(Task item): The stretch from the line with "- Given the" through the line with "Thanks again for" in the records below: write it out exactly, and nothing else.

(Data to use):
Issue #534, opened 2023-04-23
With burst-heavy writes, eta and bitrate show incorrect values when using enable_steady_tick


afontenot:
TL;DR: if you use `enable_steady_tick`, and `set_position` on every write, a burst-oriented workload will show incorrect values for ETA and bitrate - not just heavily fluctuating, but **impossibly low** values given the true speed of the connection.

-------------------------------

I have the following two assumptions about how the progress bar behaves. These might need to be corrected.

1. When `enable_steady_tick` is enabled, indicatif *only* ticks on the clock you set. Based on [the docs](https://docs.rs/indicatif/latest/indicatif/struct.ProgressBar.html#method.enable_steady_tick).
2. Rate-dependent metrics like ETA and bitrate are determined by looking at a sliding window of the last 15 ticks. That is to say, every time there's a tick, the progress is stored. The rate is just the amount of progress made made in the last 15 ticks, divided by the amount of time it took for 15 ticks to elapse. Based on [this contributor comment](https://github.com/console-rs/indicatif/issues/394#issuecomment-1344760265).

I was debugging a progress bar issue with [magic-wormhole.rs](https://github.com/magic-wormhole/magic-wormhole.rs) that was hard to reproduce. The issue seems to stem from how burst-heavy my system was. I regularly see the program fill the outgoing TCP buffer, and then wait for half a second or more before continuing. The way the program works is that it calls `set_position` every time it writes into the buffer. It sets the steady tick in indicatif to 250 ms. Based on this, I expect the progress bar to fluctuate a decent amount, but *on average* it should be close to the true bitrate of the file transfer.

In fact, I see *extremely strong* fluctuations, and the indicatif progress bar is *almost always* significantly below the real speed of the transfer (based on the file size and transfer time).

Based on the assumptions I gave above, I recreated a moving average (using matplotlib in Python) across writes from the last `15 * 250 ms`.

![Figure_1](https://user-images.githubusercontent.com/3870410/233815391-b62101fe-8bc8-43dc-a92a-da33fc4e4bda.png)

As you can see, there's some undesirable variability here (it would be nice if we could set indicatif to average over 60 samples or something like that), but there are no extreme dips in the moving average. On the contrary, indicatif frequently shows me bitrates under 1 Mbps for this connection, and appears to tick irregularly as well! Something seems to have gone badly wrong with the estimation.

[...]

PR #535, opened 2023-04-24
Fix incorrect seconds_per_step calculation

afontenot:
seconds_per_step looks at a ring buffer with samples taken each tick. Each sample is

    <duration of the tick> / <number of progress steps>

This results in an incorrect seconds_per_step, when this is calculated as a raw average of the buffer values. This is because we have no reason to assume any tick is a more representative sample than any other tick, but this will treat ticks with very few steps as *more* representative than steps with many ticks, because the value of the denominator is lost in the sample.

The result is a very poor ETA / bitrate estimation when step production follows a burst-wait pattern, since ticks with few or no steps are to be expected.

A better estimate could be achieved by averaging over the step-rate of each tick, but this would still not be ideal since it would treat short ticks as equally representative as long ticks in the average.

Instead, we make two changes:

First, we change the buffer to store the total number of steps rather than the difference between steps. This necessitates changing the new / reset code to set the first buffer item to zero.
    
Second, we create a second ring buffer to store the timestamp of each tick. As a result, we can calculate the `seconds_per_step` rate by simply looking at the earliest values in the buffer, and returning `(now() - first_time) / (last_steps - first_steps)`.

By using `now()` instead of `last_time` in the above equation, we also fix an additional issue. Since we only add items to the buffer when new steps occur, the progress bar freezes and the ETA does not update when progress stalls. By always using the current time, we get a more accurate `seconds_per_step` estimate with no additional overhead.

Fixes https://github.com/console-rs/indicatif/issues/534.

### DIFF
--- a/src/state.rs
+++ b/src/state.rs
@@ -370,7 +370,8 @@ impl TabExpandedString {
 /// Ring buffer with constant capacity. Used by `ProgressBar`s to display `{eta}`,
 /// `{eta_precise}`, and `{*_per_sec}`.
 pub(crate) struct Estimator {
-    steps: [f64; 16],
+    steps: [u64; 16],
+    step_instants: [Instant; 16],
     pos: u8,
     full: bool,
     prev: (u64, Instant),
@@ -379,16 +380,16 @@ pub(crate) struct Estimator {
 impl Estimator {
     fn new(now: Instant) -> Self {
         Self {
-            steps: [0.0; 16],
-            pos: 0,
+            steps: [0; 16],
+            step_instants: [now; 16],
+            pos: 1,
             full: false,
             prev: (0, now),
         }
     }
 
     fn record(&mut self, new: u64, now: Instant) {
-        let delta = new.saturating_sub(self.prev.0);
-        if delta == 0 || now < self.prev.1 {
+        if new <= self.prev.0 || now < self.prev.1 {
             // Reset on backwards seek to prevent breakage from seeking to the end for length determination
             // See https://github.com/console-rs/indicatif/issues/480
             if new < self.prev.0 {
@@ -397,14 +398,9 @@ impl Estimator {
             return;
         }
 
-        let elapsed = now - self.prev.1;
-        let divisor = delta as f64;
-        let mut batch = 0.0;
-        if divisor != 0.0 {
-            batch = duration_to_secs(elapsed) / divisor;
-        };
+        self.steps[self.pos as usize] = new;
+        self.step_instants[self.pos as usize] = now;
 
-        self.steps[self.pos as usize] = batch;
         self.pos = (self.pos + 1) % 16;
         if !self.full && self.pos == 0 {
             self.full = true;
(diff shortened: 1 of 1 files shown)


afontenot:
Side note: there's a related bug that this PR doesn't currently fix. If you have a tick with no steps, nothing gets added to the buffer. There are two problems this causes:

 * If you're using a steady tick, the progress bar briefly stalls until it gets some more data, which looks bad.
 * During lengthy stalls where no steps are added to the progress bar, the ETA does not update.

If you remove the check so that the buffer gets updated on a tick with no steps, you can end up with an empty buffer. This causes a panic downstream of the fact that `<duration> / <steps>` involves a division by zero.

Rather than add a complicated workaround for this, I wonder how you feel about the following patch, which applies on top of this PR:

```diff
diff --git a/src/state.rs b/src/state.rs
index 171b485..b782fc8 100644
--- a/src/state.rs
+++ b/src/state.rs
@@ -423,7 +423,7 @@ impl Estimator {
         let len = self.len();
         let total_steps = self.steps[0..len].iter().sum::<u64>();
         let total_duration = self.step_durations[0..len].iter().sum::<f64>();
-        total_duration / total_steps as f64
+        (total_duration + duration_to_secs(Instant::now() - self.prev.1)) / total_steps as f64
     }
 
     fn len(&self) -> usize {
```

Rather than allowing the buffer to clear, we change `seconds_per_step` to include not just the time elapsed during the buffer-setting ticks, but *also* the time that elapsed during the *last* buffer-setting tick, since this time will eventually be added to the *next* tick that sets the buffer. This allows downstream values like ETA to continue updating during a stall.

The only question is whether this is an okay place in the code to handle the problem, or whether it should be refactored and placed elsewhere.

afontenot:
The following two changes required modifying the tests:

> changing the new / reset code to set the first buffer item to zero.

Means that a newly initialized ring buffer contains 1 element, not 0.

> using `now()` instead of `last_time` in the above equation

Depending on the latest time when calculating `seconds_per_step` mean that the test which checks that the rate calculation is correct can't be exact any more. Instead, I check that it is between the rates expected for two very close Instant values - immediately before and after the call to `seconds_per_step`.

djc:
I'm not able to review this in detail for the next week or two, but here is some early feedback:

- Given the sensitivity of this code, it would be great if you could add a whole bunch more comments to the parts of the `Estimator` that you changed to elaborate what is going on and why.
- It looks like you modified existing tests to work but didn't add much test coverage? In particular, it would be nice to explicitly test behavior for the motivating use case of ticks with more steps weighing more than ticks with fewer steps as well as the additional issue you noted (potential freezes).
- Tests for any overflow/underflow/divide-by-zero scenarios would also be great to have.

Thanks again for working on this, your contribution is much appreciated!

afontenot:
@djc thanks, I'll add some comments and improve the tests

Quick note on this:

> Tests for any overflow/underflow/divide-by-zero scenarios would also be great to have.

Yep, the status quo here is a bit of a mess actually. You can easily end up dividing by zero if e.g. time passes but no steps occur. It actually relies ensuring that the numerator in the rate calculation is always zero if the denominator is, so that you get a NaN float, and then explicitly tests for this elsewhere in the code.

I believe I imitated the existing behavior in this area exactly, which is the reasoning behind the strange code here:

        let mut duration: f64 = 0.0;
        if steps != 0 {
            duration = duration_to_secs(now - self.step_instants[first_pos]);
        }

But it would be good to test for this, or maybe change the behavior to not rely on NaN floats. Of course the latter would require having an opinion on the correct value to show for the ETA in the case that time has passed but no progress has been made. As I didn't have an opinion, I fell back on maintaining the status quo.

afontenot:
Just a heads up that I have put improvements for this PR on hold until my work on an exponentially weighted average can see some review. If we end up switching the estimator to use that approach, this PR will become irrelevant and need to be closed.

afontenot:
Going to close this for now as it looks like we will be able to merge some form of an exponentially weighted average, which solves this problem in a different way.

(Response box):
- Given the sensitivity of this code, it would be great if you could add a whole bunch more comments to the parts of the `Estimator` that you changed to elaborate what is going on and why.
- It looks like you modified existing tests to work but didn't add much test coverage? In particular, it would be nice to explicitly test behavior for the motivating use case of ticks with more steps weighing more than ticks with fewer steps as well as the additional issue you noted (potential freezes).
- Tests for any overflow/underflow/divide-by-zero scenarios would also be great to have.

Thanks again for working on this, your contribution is much appreciated!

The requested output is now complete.